• Task item:
From the entries that follow, list every line in which the string "getRating" appears.

··· Source data ···

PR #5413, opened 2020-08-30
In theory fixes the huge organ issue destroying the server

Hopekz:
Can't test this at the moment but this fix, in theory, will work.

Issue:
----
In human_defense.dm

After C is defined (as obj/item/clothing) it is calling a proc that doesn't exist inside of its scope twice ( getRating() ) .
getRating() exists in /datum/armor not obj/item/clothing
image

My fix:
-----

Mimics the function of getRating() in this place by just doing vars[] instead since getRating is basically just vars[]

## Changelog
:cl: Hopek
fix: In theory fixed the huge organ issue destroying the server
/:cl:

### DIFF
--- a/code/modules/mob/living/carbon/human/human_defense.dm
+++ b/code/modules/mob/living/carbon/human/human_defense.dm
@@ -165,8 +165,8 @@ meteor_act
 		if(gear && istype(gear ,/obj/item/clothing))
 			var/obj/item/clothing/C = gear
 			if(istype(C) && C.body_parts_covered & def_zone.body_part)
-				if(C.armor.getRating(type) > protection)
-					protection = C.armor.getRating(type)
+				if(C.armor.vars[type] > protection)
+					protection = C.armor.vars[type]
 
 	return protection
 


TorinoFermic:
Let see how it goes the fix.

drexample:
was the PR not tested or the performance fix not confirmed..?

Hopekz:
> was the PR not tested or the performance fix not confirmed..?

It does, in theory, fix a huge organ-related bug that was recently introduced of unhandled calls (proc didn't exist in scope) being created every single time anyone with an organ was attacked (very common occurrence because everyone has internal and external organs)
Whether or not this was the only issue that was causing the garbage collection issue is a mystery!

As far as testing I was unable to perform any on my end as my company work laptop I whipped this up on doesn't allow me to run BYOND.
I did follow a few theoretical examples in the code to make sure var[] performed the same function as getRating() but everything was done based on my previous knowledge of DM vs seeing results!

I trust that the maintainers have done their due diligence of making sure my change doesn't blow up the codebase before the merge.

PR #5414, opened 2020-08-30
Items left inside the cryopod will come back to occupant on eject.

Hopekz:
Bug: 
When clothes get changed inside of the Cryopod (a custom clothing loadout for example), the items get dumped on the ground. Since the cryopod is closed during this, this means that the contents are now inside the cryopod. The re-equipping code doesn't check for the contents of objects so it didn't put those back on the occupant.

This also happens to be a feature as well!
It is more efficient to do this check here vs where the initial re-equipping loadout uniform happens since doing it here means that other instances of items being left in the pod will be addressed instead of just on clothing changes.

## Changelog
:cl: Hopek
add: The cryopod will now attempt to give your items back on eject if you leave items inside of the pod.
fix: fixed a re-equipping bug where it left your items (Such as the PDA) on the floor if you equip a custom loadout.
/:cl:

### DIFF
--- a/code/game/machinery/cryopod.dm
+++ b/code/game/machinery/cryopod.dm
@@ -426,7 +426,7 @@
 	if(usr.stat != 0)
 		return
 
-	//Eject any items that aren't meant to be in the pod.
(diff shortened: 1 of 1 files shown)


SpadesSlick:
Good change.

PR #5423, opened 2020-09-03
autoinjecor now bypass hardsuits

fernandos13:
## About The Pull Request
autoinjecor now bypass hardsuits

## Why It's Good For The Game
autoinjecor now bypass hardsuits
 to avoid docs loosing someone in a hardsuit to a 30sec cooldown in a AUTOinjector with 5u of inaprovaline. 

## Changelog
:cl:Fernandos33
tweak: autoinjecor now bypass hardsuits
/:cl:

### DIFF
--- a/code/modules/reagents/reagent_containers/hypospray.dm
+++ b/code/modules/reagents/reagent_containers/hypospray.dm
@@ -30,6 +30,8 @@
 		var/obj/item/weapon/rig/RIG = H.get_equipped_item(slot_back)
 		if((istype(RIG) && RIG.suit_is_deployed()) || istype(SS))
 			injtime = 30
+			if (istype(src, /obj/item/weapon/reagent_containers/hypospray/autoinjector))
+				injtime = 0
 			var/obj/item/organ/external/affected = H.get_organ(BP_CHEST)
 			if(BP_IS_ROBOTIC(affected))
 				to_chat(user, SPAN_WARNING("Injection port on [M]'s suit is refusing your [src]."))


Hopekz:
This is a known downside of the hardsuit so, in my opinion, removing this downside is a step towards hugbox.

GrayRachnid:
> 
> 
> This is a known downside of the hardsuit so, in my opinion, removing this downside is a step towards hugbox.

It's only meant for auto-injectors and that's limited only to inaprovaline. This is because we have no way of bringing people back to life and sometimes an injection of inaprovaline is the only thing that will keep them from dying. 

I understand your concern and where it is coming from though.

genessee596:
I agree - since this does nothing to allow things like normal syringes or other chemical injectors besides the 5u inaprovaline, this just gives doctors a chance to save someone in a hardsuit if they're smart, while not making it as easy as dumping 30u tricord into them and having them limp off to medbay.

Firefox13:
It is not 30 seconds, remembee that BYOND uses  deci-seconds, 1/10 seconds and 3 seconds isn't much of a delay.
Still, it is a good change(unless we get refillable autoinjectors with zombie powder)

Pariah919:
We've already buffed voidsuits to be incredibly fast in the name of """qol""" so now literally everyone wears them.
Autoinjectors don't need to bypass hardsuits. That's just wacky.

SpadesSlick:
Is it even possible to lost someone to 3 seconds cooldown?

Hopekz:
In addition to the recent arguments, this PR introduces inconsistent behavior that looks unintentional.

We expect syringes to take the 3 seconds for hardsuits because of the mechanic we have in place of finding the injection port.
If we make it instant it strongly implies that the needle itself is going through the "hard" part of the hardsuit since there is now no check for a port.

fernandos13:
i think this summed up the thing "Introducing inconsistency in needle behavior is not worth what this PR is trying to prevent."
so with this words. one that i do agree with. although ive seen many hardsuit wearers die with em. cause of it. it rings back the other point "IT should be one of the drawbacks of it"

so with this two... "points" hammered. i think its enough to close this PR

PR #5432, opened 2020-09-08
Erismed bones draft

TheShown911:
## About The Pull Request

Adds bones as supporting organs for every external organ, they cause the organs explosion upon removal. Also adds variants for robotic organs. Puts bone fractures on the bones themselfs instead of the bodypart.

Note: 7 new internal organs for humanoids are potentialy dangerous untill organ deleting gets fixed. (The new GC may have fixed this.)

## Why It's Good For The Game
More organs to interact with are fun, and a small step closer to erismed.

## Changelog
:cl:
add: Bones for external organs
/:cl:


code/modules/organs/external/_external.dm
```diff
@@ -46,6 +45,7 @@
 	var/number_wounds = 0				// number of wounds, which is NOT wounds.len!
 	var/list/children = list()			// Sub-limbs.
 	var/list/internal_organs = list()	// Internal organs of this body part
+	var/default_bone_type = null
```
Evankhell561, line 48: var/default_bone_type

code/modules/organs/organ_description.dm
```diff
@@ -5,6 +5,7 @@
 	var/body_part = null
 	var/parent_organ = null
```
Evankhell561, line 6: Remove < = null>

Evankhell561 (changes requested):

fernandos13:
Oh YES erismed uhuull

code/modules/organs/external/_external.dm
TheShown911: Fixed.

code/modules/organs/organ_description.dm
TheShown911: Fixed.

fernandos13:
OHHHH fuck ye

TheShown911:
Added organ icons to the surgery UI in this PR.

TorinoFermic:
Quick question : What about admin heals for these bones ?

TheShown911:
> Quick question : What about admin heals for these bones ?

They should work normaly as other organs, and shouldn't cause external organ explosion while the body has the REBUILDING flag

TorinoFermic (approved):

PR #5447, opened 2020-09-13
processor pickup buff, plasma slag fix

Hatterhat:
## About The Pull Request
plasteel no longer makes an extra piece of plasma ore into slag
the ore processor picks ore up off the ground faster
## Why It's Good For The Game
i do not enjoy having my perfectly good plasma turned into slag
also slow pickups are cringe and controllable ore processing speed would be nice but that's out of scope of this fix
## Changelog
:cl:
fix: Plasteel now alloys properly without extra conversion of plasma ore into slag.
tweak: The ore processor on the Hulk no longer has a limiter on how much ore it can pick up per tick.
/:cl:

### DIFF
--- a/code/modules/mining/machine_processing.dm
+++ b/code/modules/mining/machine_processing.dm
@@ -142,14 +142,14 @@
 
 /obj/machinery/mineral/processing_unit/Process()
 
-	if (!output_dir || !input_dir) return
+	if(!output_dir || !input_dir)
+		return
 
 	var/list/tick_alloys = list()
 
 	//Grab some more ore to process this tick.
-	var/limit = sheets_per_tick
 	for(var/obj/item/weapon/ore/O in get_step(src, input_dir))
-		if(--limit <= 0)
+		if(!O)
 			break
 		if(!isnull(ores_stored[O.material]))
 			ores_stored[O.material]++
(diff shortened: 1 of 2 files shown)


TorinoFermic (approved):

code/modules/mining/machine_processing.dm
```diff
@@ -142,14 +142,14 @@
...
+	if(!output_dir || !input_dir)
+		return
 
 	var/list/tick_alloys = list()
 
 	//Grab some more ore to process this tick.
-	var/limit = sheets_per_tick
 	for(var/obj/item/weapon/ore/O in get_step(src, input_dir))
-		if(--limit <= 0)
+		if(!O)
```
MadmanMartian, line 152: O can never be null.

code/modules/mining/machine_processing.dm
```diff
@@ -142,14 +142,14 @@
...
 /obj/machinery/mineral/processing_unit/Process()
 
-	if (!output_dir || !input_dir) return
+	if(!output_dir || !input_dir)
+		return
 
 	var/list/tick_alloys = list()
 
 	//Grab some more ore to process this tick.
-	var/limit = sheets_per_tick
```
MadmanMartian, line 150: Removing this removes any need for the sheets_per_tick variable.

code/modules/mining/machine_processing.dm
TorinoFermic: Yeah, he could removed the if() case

···
··· Source data ···

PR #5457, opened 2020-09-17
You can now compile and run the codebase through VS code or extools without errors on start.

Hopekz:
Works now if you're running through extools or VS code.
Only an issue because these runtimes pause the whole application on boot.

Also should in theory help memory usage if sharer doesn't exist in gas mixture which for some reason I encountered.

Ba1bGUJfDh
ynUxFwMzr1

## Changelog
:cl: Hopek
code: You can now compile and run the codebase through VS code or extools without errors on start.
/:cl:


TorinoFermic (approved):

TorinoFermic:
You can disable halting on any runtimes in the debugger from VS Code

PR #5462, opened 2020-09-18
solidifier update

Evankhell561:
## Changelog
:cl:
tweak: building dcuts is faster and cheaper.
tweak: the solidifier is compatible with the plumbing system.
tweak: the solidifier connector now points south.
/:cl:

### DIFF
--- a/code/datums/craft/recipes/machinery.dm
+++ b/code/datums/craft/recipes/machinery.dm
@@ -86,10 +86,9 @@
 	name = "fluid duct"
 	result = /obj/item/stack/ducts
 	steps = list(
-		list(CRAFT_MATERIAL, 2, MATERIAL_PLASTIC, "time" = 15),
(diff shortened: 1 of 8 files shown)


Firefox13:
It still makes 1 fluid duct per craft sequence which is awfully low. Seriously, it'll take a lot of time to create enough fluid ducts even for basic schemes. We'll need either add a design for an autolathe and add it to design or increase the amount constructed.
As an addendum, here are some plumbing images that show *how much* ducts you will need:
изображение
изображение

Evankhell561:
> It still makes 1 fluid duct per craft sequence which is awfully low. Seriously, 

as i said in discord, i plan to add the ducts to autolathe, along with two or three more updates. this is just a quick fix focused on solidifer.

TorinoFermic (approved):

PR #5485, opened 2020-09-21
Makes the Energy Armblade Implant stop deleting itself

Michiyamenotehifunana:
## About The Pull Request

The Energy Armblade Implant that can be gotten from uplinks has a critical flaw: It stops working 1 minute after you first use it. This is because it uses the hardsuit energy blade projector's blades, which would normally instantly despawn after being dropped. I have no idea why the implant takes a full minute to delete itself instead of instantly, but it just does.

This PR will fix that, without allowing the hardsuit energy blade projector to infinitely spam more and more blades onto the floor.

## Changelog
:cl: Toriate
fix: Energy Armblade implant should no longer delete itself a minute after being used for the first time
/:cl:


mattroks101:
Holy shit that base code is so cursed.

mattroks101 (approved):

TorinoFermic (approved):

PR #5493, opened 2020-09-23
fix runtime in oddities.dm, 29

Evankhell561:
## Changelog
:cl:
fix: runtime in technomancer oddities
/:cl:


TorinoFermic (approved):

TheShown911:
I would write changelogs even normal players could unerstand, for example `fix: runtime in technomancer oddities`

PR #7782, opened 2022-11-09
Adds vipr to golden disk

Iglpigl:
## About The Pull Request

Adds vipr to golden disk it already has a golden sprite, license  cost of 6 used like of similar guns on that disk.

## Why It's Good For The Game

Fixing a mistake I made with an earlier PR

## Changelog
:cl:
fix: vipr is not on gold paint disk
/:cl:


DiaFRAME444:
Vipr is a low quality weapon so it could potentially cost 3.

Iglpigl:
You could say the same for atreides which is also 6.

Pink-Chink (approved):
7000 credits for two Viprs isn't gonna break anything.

···

• Your solution:
After C is defined (as obj/item/clothing) it is calling a proc that doesn't exist inside of its scope twice ( getRating() ) .
getRating() exists in /datum/armor not obj/item/clothing
Mimics the function of getRating() in this place by just doing vars[] instead since getRating is basically just vars[]
-				if(C.armor.getRating(type) > protection)
-					protection = C.armor.getRating(type)
I did follow a few theoretical examples in the code to make sure var[] performed the same function as getRating() but everything was done based on my previous knowledge of DM vs seeing results!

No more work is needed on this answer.